1. Field of the Invention
The present invention relates to a method for enhanced power saving on Distributed Coordinated Function (DCF) based wireless networks. Specifically, the invention relates to a method which divides a beacon transmitting section in an Announcement Traffic Indication Message (ATIM) window period, defined by IEEE standard 802.11, according that there is a data packet to be sent or not and allows a terminal that has received the beacon to go to a doze state immediately according to beacon reception timing, thereby preventing unnecessary power consumption.
2. Description of the Background
A power saving mechanism in DCF, defined in IEEE 802.11, will be explained hereinafter with reference to FIG. 1.
A basic approach for saving energy in IEEE standard 802.11 is to periodically convert the state of a radio terminal to a doze mode. The radio terminal being in the doze state changes its state to an awake state in order to receive a beacon or Traffic Indication Map (TIM) or transmit MAC Service Data Unit (MSDU). To periodically change the states of radio terminals, synchronization must be carried out for all of the radio terminals. In a Point Coordinated Function (PCF) mode, Point Coordinator (PC) as an operator performs global synchronization. In DCF, however, all of radio terminals carry out synchronization through beacon because there is no global synchronization operator in DCF.
That is, beacons are generated in such a manner that they are distributed in all of radio terminals of a network in DCF. Each radio terminal has its timing synchronization function (TSF) timer in order to synchronize with a beacon cycle. Furthermore, each beacon includes its time stamp. All the radio terminals that have packets to be send during a beacon interval transmit their beacons using standard back-off algorithm.
In the case where multiple radio terminals transmit their beacons within one beacon interval, the beacon of the radio terminal that has sent it for the first time is selected and the other beacons sent by the remaining radio terminals are cancelled. In FIG. 1, for example, the beacon of node A is selected and beacons of the remaining radio terminals are cancelled.
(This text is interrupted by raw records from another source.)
PR #7383, opened 2024-04-11
Minor housekeeping for Bosch 8750001213 Twinguard 

burmistrzak:
Includes the following minor changes for the Bosch Twinguard converter:

- Use named clusters/attributes instead of raw IDs for ZCL operations. Improves overall legibility.
- Expose binary switches instead of enum where appropriate.


Koenkk:
Thanks!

When a specific beacon is selected, all of other radio terminals adjust their timer to timestamp of the selected beacon so that all of the radio terminals can accomplish synchronization. At this time, beacon transmission is carried out in an awake-period of the beacon interval.
In the meantime, as shown in FIG. 2, IEEE standard 802.11 defines an ATIM window as a period during which radio terminals are awake in the beacon interval. During the ATIM window period, all the radio terminals can exchange beacons and ATIM/ACK packets with one another. All of the radio terminals must be converted into the awake state during the ATIM window period in order to achieve synchronization and to receive packet transmission announcements.
A packet transmission announcement is made through an ATIM packet. When a radio terminal A (node A) has a data packet to send to a radio terminal B (node B), the radio terminal A stores the data packet in a buffer and performs synchronization through beacon, and then transmits the ATIM packet to the terminal B. The terminal B receives the ATIM packet sends an ACK packet in answer to the ATIM packet. The radio terminal B, which has exchanged the ATIM packet and ACK packet with the radio terminal A, during the ATIM window period, does not change its state to the doze state after the ATIM window period but carries out data communication while exchanging the data packet and ACK signal with the radio terminal A. Other radio terminal C (node C), is converted to the doze when the ATIM window is finished.
As described above, in a Power Saving Mode (PSM) of IEEE standard 802.11, each radio terminal has ATIM window period with a fixed length and a doze period. However, this has several inefficient factors in terms of energy use. Firstly, even in the case where there is no traffic on a network, radio terminals are converted into the awake state and consume energy during the ATIM window period because the length of the ATIM window period is fixed. Secondly, in an IEEE standard 802.11 PSM technique, corresponding radio terminals should be awake until the beacon interval is finished even after data transmission is completed, resulting in unnecessary waste of energy.